ZS: The bordering between the kind of self and the other and the monstrous other here.
NO: That’s exactly the action of Would you believe if I showed you – the deliverance of that story, this gesture of seeing something and not being believed, trying to come together to identify it, cultivate our shared understanding of this terror, and then present it to others. If you go back to Faith of Fishing, they’re throwing this big casting net, but at the bottom of that painting is just the dorsal fin peeking out: the dorsal fins of the monster touching that barrier if we’re speaking about the border or the portal.
ZS: It’s making itself known, but it’s only making itself known if you understand what you’re looking at.
NO: Like pareidolia. If we were looking at clouds together, you could look at the entire sky and never catch what I was talking about. But once I finally get you to understanding that, for example, a curve right there is for me the bridge of the nose, then you start to play with the drawing that’s in my head. You’re able to see what I’m seeing from my perspective.
About:
Nathaniel Oliver (b. 1996, Washington, D.C) is an artist living and working in New York, NY. Oliver received his BFA from the Rhode Island School of Design, Providence, RI, in 2018. Recent solo exhibitions include My Journey Was So Long So Yours Could Be Shorter, Karma, New York, NY (2024) and Limbo, HOUSING Gallery, New York, NY (2020). Recent group exhibitions include Self-Portraits, GRIMM, Amsterdam, The Netherlands (2024); Art and Design from 1900 to Now, RISD Museum, Providence, RI (2023); and Visions and Nightmares, Simone Subal Gallery, New York, NY (2021). Oliver is the recipient of the Becky Westcott ’98 Memorial Painting Award (2018) and the Gamblin Paint Award (2017). His work is in the collection of the RISD Museum, Providence, RI.

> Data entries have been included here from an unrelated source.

PR #938, opened 2026-07-02
chore(deps): pin kona proof read fix

fakedev9999:
## Summary
- Pins optimism/kona monorepo dependencies to `fakedev9999/optimism@17af43b1a158266fa8357c0a7cf11a2fb50a6c82`.
- Pulls in fakedev9999/optimism#4, which keeps v1.6.0 reset-walk semantics but avoids hydrating the full L2 transaction trie when `l2_block_info_by_number` only needs tx0.
- Draft because this depends on a fork commit; once upstreamed, replace the fork rev with the upstream tag/commit.

## Measurement
Katana range: `36207424~36207429`

| Version | Witness preimage bytes | Delta vs v1.6.0 |
| --- | ---: | ---: |
| pre-#928 base | 18,479,023 | - |
| current main / kona v1.6.0 | 20,120,288 | - |
| patched fork rev | 19,243,741 | -876,547 |

The patch recovers 876,547 bytes, or 53.41% of the measured +1,641,265-byte regression on this range. The savings concentrate in pipeline construction: `1,651,074 -> 774,527` bytes. Host inputs, payload derivation, and block execution were unchanged in this measurement.

## Verification
- `cargo check -p op-succinct-prove --tests`
- op-succinct host witness measurement on Katana range `36207424~36207429`


fakedev9999:
Superseded by #939, which uses a branch in succinctlabs/op-succinct so the existing checkout workflows can fetch github.head_ref from the base repository.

Zoé Samudzi is the Charles E. Scheidt Visiting Assistant Professor of Genocide Studies and Genocide Prevention at the Strassler Center for Holocaust and Genocide Studies at Clark University. She holds a PhD in Medical Sociology from the University of California, San Francisco in the Department of Social and Behavioral Sciences. Zoé is an associate editor with Parapraxis Magazine, and an art critic whose work has appeared in Art in America, Bookforum, The New Inquiry, The Architectural Review, The New Republic, and other outlets.